## What you will do
Reproduce the records below exactly, but only between the lines holding "Unable to pull" and "- talosctl -n talos02 get securitystate", inclusive.

::::::::::

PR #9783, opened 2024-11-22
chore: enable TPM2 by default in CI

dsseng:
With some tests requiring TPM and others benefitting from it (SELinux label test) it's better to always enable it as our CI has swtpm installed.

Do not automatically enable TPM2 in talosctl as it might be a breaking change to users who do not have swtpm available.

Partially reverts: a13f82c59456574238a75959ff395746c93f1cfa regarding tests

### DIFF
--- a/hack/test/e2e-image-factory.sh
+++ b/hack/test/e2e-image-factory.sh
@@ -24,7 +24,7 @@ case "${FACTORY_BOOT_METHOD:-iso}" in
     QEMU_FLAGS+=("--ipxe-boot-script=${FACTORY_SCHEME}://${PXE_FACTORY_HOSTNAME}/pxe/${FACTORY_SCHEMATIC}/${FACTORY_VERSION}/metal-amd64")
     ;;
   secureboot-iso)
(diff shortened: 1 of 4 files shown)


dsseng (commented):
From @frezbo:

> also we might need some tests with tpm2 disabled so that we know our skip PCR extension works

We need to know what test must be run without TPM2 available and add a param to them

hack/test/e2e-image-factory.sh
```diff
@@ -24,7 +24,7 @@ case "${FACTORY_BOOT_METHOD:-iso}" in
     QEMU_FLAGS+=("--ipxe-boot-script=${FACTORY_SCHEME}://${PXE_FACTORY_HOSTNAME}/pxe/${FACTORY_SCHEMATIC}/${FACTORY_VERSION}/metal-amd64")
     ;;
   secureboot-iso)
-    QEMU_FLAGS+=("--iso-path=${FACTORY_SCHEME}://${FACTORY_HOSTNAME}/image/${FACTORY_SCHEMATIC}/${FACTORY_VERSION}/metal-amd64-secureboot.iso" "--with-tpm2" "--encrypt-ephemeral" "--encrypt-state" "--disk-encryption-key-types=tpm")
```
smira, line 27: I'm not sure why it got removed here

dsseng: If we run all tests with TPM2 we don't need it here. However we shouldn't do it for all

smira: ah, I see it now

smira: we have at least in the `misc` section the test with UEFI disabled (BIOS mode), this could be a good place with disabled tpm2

::::::::::

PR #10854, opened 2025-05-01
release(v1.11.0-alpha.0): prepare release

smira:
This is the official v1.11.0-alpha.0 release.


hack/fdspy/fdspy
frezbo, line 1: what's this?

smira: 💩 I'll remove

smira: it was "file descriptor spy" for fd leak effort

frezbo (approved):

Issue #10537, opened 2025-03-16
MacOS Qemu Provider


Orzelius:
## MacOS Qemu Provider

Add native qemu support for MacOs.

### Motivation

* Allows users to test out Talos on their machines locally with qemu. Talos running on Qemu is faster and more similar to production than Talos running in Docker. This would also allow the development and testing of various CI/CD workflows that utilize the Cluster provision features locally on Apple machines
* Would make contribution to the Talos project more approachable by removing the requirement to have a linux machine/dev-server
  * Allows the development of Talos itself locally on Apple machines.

::::::::::

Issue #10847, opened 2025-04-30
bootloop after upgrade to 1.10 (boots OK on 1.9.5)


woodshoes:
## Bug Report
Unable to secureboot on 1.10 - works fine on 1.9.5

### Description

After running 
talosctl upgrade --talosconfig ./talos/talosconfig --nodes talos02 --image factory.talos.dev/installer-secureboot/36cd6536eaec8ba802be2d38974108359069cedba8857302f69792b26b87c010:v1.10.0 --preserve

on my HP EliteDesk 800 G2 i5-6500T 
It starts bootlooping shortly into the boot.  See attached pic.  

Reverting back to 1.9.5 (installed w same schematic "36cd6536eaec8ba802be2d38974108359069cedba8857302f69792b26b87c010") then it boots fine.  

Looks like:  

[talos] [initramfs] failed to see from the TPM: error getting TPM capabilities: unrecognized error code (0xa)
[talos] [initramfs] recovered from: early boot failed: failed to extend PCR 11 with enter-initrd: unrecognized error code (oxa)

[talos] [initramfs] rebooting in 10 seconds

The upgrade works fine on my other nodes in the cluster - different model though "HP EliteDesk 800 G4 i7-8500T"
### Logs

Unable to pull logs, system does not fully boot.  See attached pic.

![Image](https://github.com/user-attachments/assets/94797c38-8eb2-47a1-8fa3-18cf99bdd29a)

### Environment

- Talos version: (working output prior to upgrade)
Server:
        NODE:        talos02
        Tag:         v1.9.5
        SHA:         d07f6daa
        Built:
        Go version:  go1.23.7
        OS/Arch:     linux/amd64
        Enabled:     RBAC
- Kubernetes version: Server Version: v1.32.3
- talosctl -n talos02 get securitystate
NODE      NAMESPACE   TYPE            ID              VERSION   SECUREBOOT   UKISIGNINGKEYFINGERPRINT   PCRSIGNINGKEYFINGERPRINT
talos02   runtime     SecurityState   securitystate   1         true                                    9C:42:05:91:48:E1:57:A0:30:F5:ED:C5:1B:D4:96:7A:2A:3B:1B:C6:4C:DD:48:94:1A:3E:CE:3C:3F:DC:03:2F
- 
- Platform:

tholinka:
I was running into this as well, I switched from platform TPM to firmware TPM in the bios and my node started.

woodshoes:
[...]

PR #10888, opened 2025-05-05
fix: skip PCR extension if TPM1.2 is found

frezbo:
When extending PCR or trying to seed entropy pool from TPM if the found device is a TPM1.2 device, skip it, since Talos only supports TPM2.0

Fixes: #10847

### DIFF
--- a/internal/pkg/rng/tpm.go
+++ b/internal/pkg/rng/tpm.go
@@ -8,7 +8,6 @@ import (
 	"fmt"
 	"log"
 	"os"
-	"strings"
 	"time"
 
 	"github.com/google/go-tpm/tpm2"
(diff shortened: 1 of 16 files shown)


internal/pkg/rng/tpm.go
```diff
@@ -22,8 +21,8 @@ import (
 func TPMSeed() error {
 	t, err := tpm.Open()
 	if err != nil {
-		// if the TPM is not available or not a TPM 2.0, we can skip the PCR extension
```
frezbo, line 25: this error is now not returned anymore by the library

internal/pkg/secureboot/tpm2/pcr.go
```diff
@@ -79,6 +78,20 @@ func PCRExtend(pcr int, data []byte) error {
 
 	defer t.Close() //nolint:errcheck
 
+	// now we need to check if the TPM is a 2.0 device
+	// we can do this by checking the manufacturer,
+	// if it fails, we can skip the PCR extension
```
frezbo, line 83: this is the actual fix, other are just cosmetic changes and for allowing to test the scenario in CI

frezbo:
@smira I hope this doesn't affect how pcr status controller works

::::::::::

## Reply to the exercise
Unable to pull logs, system does not fully boot.  See attached pic.

![Image](https://github.com/user-attachments/assets/94797c38-8eb2-47a1-8fa3-18cf99bdd29a)

### Environment

- Talos version: (working output prior to upgrade)
Server:
        NODE:        talos02
        Tag:         v1.9.5
        SHA:         d07f6daa
        Built:
        Go version:  go1.23.7
        OS/Arch:     linux/amd64
        Enabled:     RBAC
- Kubernetes version: Server Version: v1.32.3
- talosctl -n talos02 get securitystate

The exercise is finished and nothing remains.